When job hunting, it is often good to try and solicit multiple job offers. This can help you to compare between offers and allows you to use them as leverage in negotiations. Even if you don’t have multiple offers, knowing the minimum compensation that you will accept as well as a desired salary range is important. Importantly, don’t be afraid to set your reservation point, or walk away point. Always make this decision prior to the negotiation so that you are less influenced by emotions in the moment. It is also important to keep in mind that you don’t need to accept the first offer that is given to you. Additionally, you can ask for more time to decide if you are unsure or are comparing between multiple offers.

People may be hesitant to negotiate out of fear of appearing greedy or ungrateful. However, it is okay to still try and negotiate for better terms. You might be wondering how to ask for more without appearing greedy. Luckily, there are steps you can take to put your best foot forward. After completing your market research, you should show your potential employer a list of compensation benefits for comparable jobs in similar companies. Additionally, always express enthusiasm for the job and express hesitancy for the parts of the offer that fall short or that are offered by other companies. Importantly, be sure to avoid personal needs and focus on the value that you will bring to the company. Some reasons that may not be good to bring up are things such as education loans, housing costs, or other debts. Instead, clearly articulate the value that you will bring and the unique skills and abilities that you offer.

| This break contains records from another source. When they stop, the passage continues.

PR #4630, opened 2026-04-16
Adjust initial AI streaming status

hanna-paasivirta:
## Description

This PR changes the initial progress status shown to the user when starting a conversation with the AI assistants from "Generating response..." to "Thinking..." . This change is required because we are adding a more detailed stream of status updates from Apollo, where "Generating response" would feel out of place. https://github.com/OpenFn/apollo/pull/452

## Validation steps

1. Start a conversation with any AI assistant. Check that the first status that gets shown is "Thinking..."
 
## AI Usage

want to know!):

- [x] I have used Claude Code
- [ ] I have not used AI

## Pre-submission checklist

      with Claude Code)

### DIFF
--- a/assets/js/collaborative-editor/components/MessageList.tsx
+++ b/assets/js/collaborative-editor/components/MessageList.tsx
@@ -773,7 +773,7 @@ export function MessageList({
                 <span className="inline-block w-1.5 h-1.5 bg-gray-400 rounded-full animate-bounce [animation-delay:0.3s]" />
               </div>
               <span className="text-xs text-gray-400 italic">
-                {streamingStatus || 'Generating response...'}
+                {streamingStatus || 'Thinking...'}
               </span>
             </div>
           </div>
--- a/assets/js/collaborative-editor/components/MessageList.tsx
+++ b/assets/js/collaborative-editor/components/MessageList.tsx
@@ -11,6 +11,15 @@ import { Tooltip } from '../../components/Tooltip';
 
 const STREAMING_MESSAGE_ID = '__streaming__' as const;
 
+const LOADING_STATUSES = [
+  'Thinking about the question...',
+  'Working on it...',
+  'Processing your request...',
+  'Examining your question...',
+  'Taking a look...',
+  'Looking into it...',
+] as const;
+
 const PROSE_CLASSES =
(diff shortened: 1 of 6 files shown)


josephjclark:
Should we cycle it, rather than using a static value?

How long does it take to get the first response back from apollo?

Should we say `Calling assistant` or something to imply "we're uploading your question"? Because it's not _really_ thinking yet, it's just taking the input and preparing to think.

Maybe that doesn't matter much but "Thinking" is a) boring b) not very insightful. So I'm just wondering if there's something cheap we can use instead

hanna-paasivirta:
@josephjclark I think it's more frustrating to wait for a system to connect than to wait for it to do something properly, so I'm not sure about "calling assistant".

What if we took the opportunity to reinforce the voice of the assistant here with a more playful pool like:

* Warming up
* Cracking knuckles
* Rolling up sleeves
* Gathering thoughts
* Getting oriented
* Reading the room
* Taking a breath
* Sharpening the pencil
* Opening the toolbox
* Checking the toolbox
* Putting the kettle on
* Laying out the tools
* Unrolling the blueprints
* Doing the boring-but-important part
* Looking before leaping
* Doing the plumbing
* Getting on with it
* Doing the quiet work
* Checking the pipes
* Laying the groundwork
* Pouring the foundation
* Wiring it up
* Greasing the gears
* Oiling the hinges

josephjclark:
@hanna-paasivirta those are great fun, and in keeping with the OpenFn corporate voice. But I also don't think I want the AI assistant to have that same voice? It's too fun, and I know I'm a grumpy old man but I don't want it to be fun.

This also raises a wider point about what we want the assistant's voice to be like, for which we'll have to canvas more opinions.

For now (as we just discussed) let's have a simple pool like `Reading the question... thinking about the question...`

hanna-paasivirta:
It appears for a bit too long for "reading" to make sense (it makes me think why does it read slower than me). I've gone with "Thinking about the question...", "Working on it...", "Processing your request...", "Examining your question...", "Taking a look...", and "Looking into it..." They don't make 100% sense in all situations but I think they're adequate.

assets/js/collaborative-editor/components/MessageList.tsx
```diff
@@ -416,6 +425,14 @@ export function MessageList({
   const [expandedYaml, setExpandedYaml] = useState<Set<string>>(new Set());
   const [copiedMessageId, setCopiedMessageId] = useState<string | null>(null);
 
+  // Pick a new random status each time loading starts so it stays
+  // stable across re-renders within one loading session.
+  const loadingStatus = useMemo(
+    () =>
+      LOADING_STATUSES[Math.floor(Math.random() * LOADING_STATUSES.length)],
+    [isLoading]
+  );
```
elias-ba, line 434: Hey @hanna-paasivirta this is a very interesting one. It caught my eyes and I went to the [React docs of useMemo](https://react.dev/reference/react/useMemo) and saw that the factory "should be a pure function" and that React reserves the right to throw away cached values (useMemo caveats). `Math.random()` inside the factory breaks that contract, and in Strict Mode dev the factory runs twice per render too, which muddies the intent a bit. It works fine today, but it's leaning on behavior React documents as non-guaranteed. I think a cleaner shape uses the "store information from previous renders" pattern from the [useState docs](https://react.dev/reference/react/useState):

A difficult situation that many job hunters find themselves in is when a company asks for salary expectations before an official offer is on the table. This could happen during an interview or early on in conversations about the role. Employers may ask this question to determine whether your expectations are in line with what they are able to pay. Alternatively, they may hope that you will undervalue yourself so that they can save money. When facing this situation, be cautious. Don’t overstate your salary requirements as it may be a reason that a potential employer may stop considering you for a position. If an employer insists that you provide salary expectations, there are a few ways to handle the situation. First, you could delay. Saying something such as “I would like to learn more about the position and how I can contribute to your team before discussing salary” can buy you more time and get you more information about the role. You could also ask for clarification and see if the company could provide a range for the role. Alternatively, you could give an industry average that is in line with your expectations. If the employer is insistent on a number, provide a realistic range based on your market research and desired compensation.

At any stage of your career, you can negotiate. Negotiating your salary is extremely important, and your starting salary can act kind of like an anchor. Things such as future raises, bonuses, and even retirement savings can all be influence by this initial amount. It is also important to note that there are gender differences in negotiations. Men initiate negotiations about four times as often as women. In fact, 20% of adult women say they never negotiate, even when it may be important. No matter the situation, negotiating from the start can help boost your career and get you the best offer available. There is a cost to not negotiating. Small initial differences in compensation can lead to big results later on. When you don’t negotiate, you risk losing out on large amounts of money over time.

Overall, knowing your worth and not being afraid to negotiate for yourself can lead to long term benefits. Don’t be afraid to advocate for yourself and help your career along the way.